Extracted records
PR #334, opened 2020-02-02
Adding Doxygen

akenmorris:
This PR adds a BUILD_DOCUMENTATION cmake flag to run Doxygen for C++ documentation.


akenmorris:
Also, we have some name clashes.  For example, the recently added Mesh class clashes with the Mesh class in Studio.

sheryjoe:
Until we refactor Studio, can we use/rely on the shapeworks namespace for the new Mesh class to resolve this?

akenmorris:
You are correct, they are already differentiated.

PR #335, opened 2020-02-03
Add group differences

akenmorris:
This PR adds group support similar to View2 in Studio.

At the moment, this must be in the parameter file in a View2 like parameter file.  We don't really have any way of specifying groups to a list of input images.  As we move to allowing more than two groups, we should consider how one should specify groups upon import into Studio.

To fix the longstanding issue in View2 where the group slider always affects the PCA slider, I've added radio buttons for PCA and Group sliders, so only one is active at a time.  The two no longer interact when groups are available.


akenmorris:
I think we should create a release from this point for the upcoming meeting.

PR #342, opened 2020-02-05
Add scalar bar to group difference display.

akenmorris:
Screen Shot 2020-02-04 at 11 43 22 PM


akenmorris:
I've added a separate issue about units for this scalar bar:

https://github.com/SCIInstitute/ShapeWorks/issues/347

PR #344, opened 2020-02-06
Femur use case

jadie1:
Full femur use case and use case reorganization and simplification.

Running: 
python RunUseCase.py --use_case femur
Will have the user select the cutting plane in the beginning of grooming on a sample of their choice

Running:
python RunUseCase.py --use_case femur --interactive 
Will have the user select the cutting plane in the middle of grooming on the reference


jadie1:
I think this is failing the tests because they are built around the old use case structure, it is giving the error:

Running command: python ellipsoidMain.py --tiny_test /home/runner/work/ShapeWorks/ShapeWorks/build/bin
4: python: can't open file 'ellipsoidMain.py': [Errno 2] No such file or directory

But now this test should be run as:
python RunUseCase.py --use_case ellipse --tiny_test

akenmorris:
I tried the femur use case and it died on Step 8 for me:

Step 8. Analysis - Reconstruct dense surface for samples along dominant PCA modes.

No number_of_correspondences_in_warp provided, all good correspondences will be used to build the warp ...!

...
...
...

#iterations: 3096
estimated error: 608.888
608.888
solving sparse system failed ...!
General exception caught.
	Returncode: -11
	Output: None
21:55:23.92 (512725.79s user, 16834.81s system, 670% cpu), running "python RunUseCase.py --use_case femur "

This was after almost 22 hours of processing (on kourosh)

jadie1:
I fixed the analyze set so it just opens studio. I also made a tiny test so when you run it with the option --tiny_test, it runs on only three of the samples (similar to the ellipse use case). So if you use that to test with that it'll run much faster.

akenmorris:
Great, I'll give it a try.

akenmorris:
I ran it and got:

  File "RunUseCase.py", line 49, in <module>
    module.Run_Pipeline(args)
  File "/Users/amorris/sci/shapeworks/code/Examples/Python/femur.py", line 190, in Run_Pipeline
    COM_filehandler = open(COM_filename, "r")
UnboundLocalError: local variable 'COM_filename' referenced before assignment

PR #345, opened 2020-02-06
Updated use case documentation with new way of running use case.

jadie1:
This should be merged after the femur use case branch is merged so that the documentation is consistent with the changes.


0leks:
I really like the gifs!

Issue #348, opened 2020-02-06
Turn on file compression for NRRD writing at every stage of our pipelines


akenmorris:
The output from our demo processing pipelines is unnecessarily large.  I compressed a 17GB left atrium dataset down to 6GB with a simple script.  11GB is a lot of wasted space.

FYI, this is not even a time/space tradeoff.  I have found that it's faster to save with compression on than it is to save the (very large) uncompressed image volumes.

cchriste:
The —compressed=true flag is set by default for writeimage. Otherwise, just
modify the standalone executables if they haven’t been consolidated into
the libraries yet.

akenmorris:
Done.

PR #354, opened 2020-02-14
Enable ITK writer compression on itk::ImageFileWriters

akenmorris:
Enabled compression on ITK image writers wherever I could find them in the code.  This should save time and space.


akenmorris:
Fixes  #348

PR #360, opened 2020-02-15
La changes

AtefehKashani:
I have added a function to CommonUtils , which takes the input files and runs k-mean clustering, then picks one sample from each cluster as the sub-sample data, by this approach we will get roughly the same set of samples for different runs.


akenmorris:
47 hours, but it finished!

• [Task details]
Transcribe every line of the records exactly, please.

• [Answer box]
PR #334, opened 2020-02-02
Adding Doxygen

akenmorris:
This PR adds a BUILD_DOCUMENTATION cmake flag to run Doxygen for C++ documentation.


akenmorris:
Also, we have some name clashes.  For example, the recently added Mesh class clashes with the Mesh class in Studio.

sheryjoe:
Until we refactor Studio, can we use/rely on the shapeworks namespace for the new Mesh class to resolve this?

akenmorris:
You are correct, they are already differentiated.

PR #335, opened 2020-02-03
Add group differences

akenmorris:
This PR adds group support similar to View2 in Studio.

At the moment, this must be in the parameter file in a View2 like parameter file.  We don't really have any way of specifying groups to a list of input images.  As we move to allowing more than two groups, we should consider how one should specify groups upon import into Studio.

To fix the longstanding issue in View2 where the group slider always affects the PCA slider, I've added radio buttons for PCA and Group sliders, so only one is active at a time.  The two no longer interact when groups are available.


akenmorris:
I think we should create a release from this point for the upcoming meeting.

PR #342, opened 2020-02-05
Add scalar bar to group difference display.

akenmorris:
Screen Shot 2020-02-04 at 11 43 22 PM


akenmorris:
I've added a separate issue about units for this scalar bar:

https://github.com/SCIInstitute/ShapeWorks/issues/347

PR #344, opened 2020-02-06
Femur use case

jadie1:
Full femur use case and use case reorganization and simplification.

Running: 
python RunUseCase.py --use_case femur
Will have the user select the cutting plane in the beginning of grooming on a sample of their choice

Running:
python RunUseCase.py --use_case femur --interactive 
Will have the user select the cutting plane in the middle of grooming on the reference


jadie1:
I think this is failing the tests because they are built around the old use case structure, it is giving the error:

Running command: python ellipsoidMain.py --tiny_test /home/runner/work/ShapeWorks/ShapeWorks/build/bin
4: python: can't open file 'ellipsoidMain.py': [Errno 2] No such file or directory

But now this test should be run as:
python RunUseCase.py --use_case ellipse --tiny_test

akenmorris:
I tried the femur use case and it died on Step 8 for me:

Step 8. Analysis - Reconstruct dense surface for samples along dominant PCA modes.

No number_of_correspondences_in_warp provided, all good correspondences will be used to build the warp ...!

...
...
...

#iterations: 3096
estimated error: 608.888
608.888
solving sparse system failed ...!
General exception caught.
	Returncode: -11
	Output: None
21:55:23.92 (512725.79s user, 16834.81s system, 670% cpu), running "python RunUseCase.py --use_case femur "

This was after almost 22 hours of processing (on kourosh)

jadie1:
I fixed the analyze set so it just opens studio. I also made a tiny test so when you run it with the option --tiny_test, it runs on only three of the samples (similar to the ellipse use case). So if you use that to test with that it'll run much faster.

akenmorris:
Great, I'll give it a try.

akenmorris:
I ran it and got:

  File "RunUseCase.py", line 49, in <module>
    module.Run_Pipeline(args)
  File "/Users/amorris/sci/shapeworks/code/Examples/Python/femur.py", line 190, in Run_Pipeline
    COM_filehandler = open(COM_filename, "r")
UnboundLocalError: local variable 'COM_filename' referenced before assignment

PR #345, opened 2020-02-06
Updated use case documentation with new way of running use case.

jadie1:
This should be merged after the femur use case branch is merged so that the documentation is consistent with the changes.


0leks:
I really like the gifs!

Issue #348, opened 2020-02-06
Turn on file compression for NRRD writing at every stage of our pipelines


akenmorris:
The output from our demo processing pipelines is unnecessarily large.  I compressed a 17GB left atrium dataset down to 6GB with a simple script.  11GB is a lot of wasted space.

FYI, this is not even a time/space tradeoff.  I have found that it's faster to save with compression on than it is to save the (very large) uncompressed image volumes.

cchriste:
The —compressed=true flag is set by default for writeimage. Otherwise, just
modify the standalone executables if they haven’t been consolidated into
the libraries yet.

akenmorris:
Done.

PR #354, opened 2020-02-14
Enable ITK writer compression on itk::ImageFileWriters

akenmorris:
Enabled compression on ITK image writers wherever I could find them in the code.  This should save time and space.


akenmorris:
Fixes  #348

PR #360, opened 2020-02-15
La changes

AtefehKashani:
I have added a function to CommonUtils , which takes the input files and runs k-mean clustering, then picks one sample from each cluster as the sub-sample data, by this approach we will get roughly the same set of samples for different runs.


akenmorris:
47 hours, but it finished!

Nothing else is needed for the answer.